Collected data>

Issue #1528, opened 2023-08-10
Upgrading to v7+ fails on react native due to errors from floating-ui/react


chaitanyadeorukhkar:
Ref: https://razorpay.slack.com/archives/C01H13RTF8V/p1691652926526559

PR #1529, opened 2023-08-10
fix: react native errors with floating-ui/react

chaitanyadeorukhkar:
Fixes: #1528 

We were importing `detectOverflow` from `@floating-ui/react` in a common file that was being imported in web and native. 

Originally introduced in: https://github.com/razorpay/blade/pull/1284

### DIFF
--- a/packages/blade/src/components/Dropdown/DropdownOverlay.web.tsx
+++ b/packages/blade/src/components/Dropdown/DropdownOverlay.web.tsx
@@ -2,9 +2,10 @@ import React from 'react';
 import throttle from 'lodash/throttle';
 import styled, { keyframes, css } from 'styled-components';
 import type { FlattenSimpleInterpolation } from 'styled-components';
-import { autoUpdate, useFloating } from '@floating-ui/react';
+import { autoUpdate, detectOverflow, useFloating } from '@floating-ui/react';
+import type { MiddlewareState } from '@floating-ui/react';
 import type { DropdownPosition } from './dropdownUtils';
-import { componentIds, getDropdownOverflowMiddleware } from './dropdownUtils';
+import { componentIds } from './dropdownUtils';
 import { useDropdown } from './useDropdown';
 import { StyledDropdownOverlay } from './StyledDropdownOverlay';
 import type { DropdownOverlayProps } from './types';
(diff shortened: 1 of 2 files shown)


anuraghazra (approved):

snitin315 (dismissed):

packages/blade/src/components/Tooltip/types.ts
```diff
@@ -1,8 +1,10 @@
 /* eslint-disable @typescript-eslint/no-explicit-any */
-import type { Side, UseFloatingOptions } from '@floating-ui/react';
```
anuraghazra, line 2: Very weird, it's a type import but still resolving the module. type imports are supposed to be stripped out from runtime. Not sure why this is occurring.

chaitanyadeorukhkar: I can see `@floating-ui/react` import on native bundle only coming it for `useFloatingOptions` so this is the only place where it could come from. I'll send Shubhnik this PR to try out before we conclude

packages/blade/src/components/Dropdown/DropdownOverlay.web.tsx
```diff
@@ -58,6 +59,99 @@ const AnimatedOverlay = styled(StyledDropdownOverlay)<{
     `,
 );
 
+/**
+ * This function calculates the position of dropdown overlay with respect to dropdown trigger element.
+ * For non-menus (e.g SelectInput), position is flipped if overflow is on bottom.
+ * For menus (e.g. DropdownButton), position is flipped if overflow is on right or bottom.
+ * Additional spacing is added to clientHeight to provide spacing above the dropdown trigger.
+ */
+const getDropdownOverlayPosition = ({
```
anuraghazra, line 68: Oh okay so it wasn't because of type imports. That makes sense now.

anuraghazra (approved):
:shipit:

packages/blade/src/components/Dropdown/DropdownOverlay.web.tsx
chaitanyadeorukhkar: Yup

packages/blade/src/components/Dropdown/DropdownOverlay.web.tsx
```diff
@@ -2,9 +2,10 @@ import React from 'react';
 import throttle from 'lodash/throttle';
 import styled, { keyframes, css } from 'styled-components';
 import type { FlattenSimpleInterpolation } from 'styled-components';
-import { autoUpdate, useFloating } from '@floating-ui/react';
+import { autoUpdate, detectOverflow, useFloating } from '@floating-ui/react';
```
snitin315, line 5: Maybe we should update our eslint rule for this case

chaitanyadeorukhkar: How? 
1. Its okay to import type from a web package in a common file
2. Its okay to import anything platform specific in a platform-specific file

Wont this be a complex check?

Your goal> Search the data for the string "with". List each line that has it.

Output for this exercise>
fix: react native errors with floating-ui/react
+ * This function calculates the position of dropdown overlay with respect to dropdown trigger element.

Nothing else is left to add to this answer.